> How to complete this task
Among the lines below, some may hold the word "would"; state how many do, giving only the number.

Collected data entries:

□ □ □ □ □

PR #2007, opened 2020-11-13
Allow use of different mediacloud api backends

esirK:
Adds the ability to use different mediacloud API backends by specifying a **MEDIA_CLOUD_API_URL** environment variable.
Fixes https://github.com/mediacloud/web-tools/issues/1958

### DIFF
--- a/server/util/tags.py
+++ b/server/util/tags.py
@@ -8,6 +8,7 @@ import codecs
 from server import base_dir
 from server.auth import user_mediacloud_client
 from server.cache import cache
+from server.util.config import get_default_config
 
 logger = logging.getLogger(__name__)
 
@@ -69,6 +70,9 @@ VALID_METADATA_IDS = [
 ]
 
 TAG_SPIDERED_STORY = 8875452
+
+# load the config helper
+config = get_default_config()
 
 
 def processed_for_themes_query_clause():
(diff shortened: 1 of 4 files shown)


server/util/tags.py
```diff
@@ -144,6 +148,7 @@ def tags_in_tag_set(mc_api_key, tag_sets_id):
 def tag_set_with_tags(mc_api_key, tag_sets_id, only_public_tags=False, use_file_cache=False):
     # don't need to cache here, because either you are reading from a file, or each page is cached
     local_mc = MediaCloud(mc_api_key)
+    local_mc.V2_API_URL = config.get('MEDIA_CLOUD_API_URL')
```
rahulbot, line 151: This seems like a pre-existing bug - shouldn't the line above instead call this from auth.py?
```python
local_mc = user_mediacloud_client(mc_api_key)
```
Then the extra line here wouldn't be needed and the code would be centralized

rahulbot (changes requested):
This looks great. Thanks! 

One suggestion: It'd be nice if this was an optional config item, so we don't need to set it on all our production servers. It looks like `config.get` throws a `KeyError` if a env var isn't defined, so this would be a little better for us in each place:
```python
try:
    mc.V2_API_URL = config.get('MEDIA_CLOUD_API_URL')
except KeyError:
    pass # just use the default API url because a custom one is not defined
```
What do you think @dsjen?

server/util/tags.py
esirK: Sure. This makes sense.

dsjen (approved):
Thank you so much! This looks great!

□ □ □ □ □

> Problem solution
2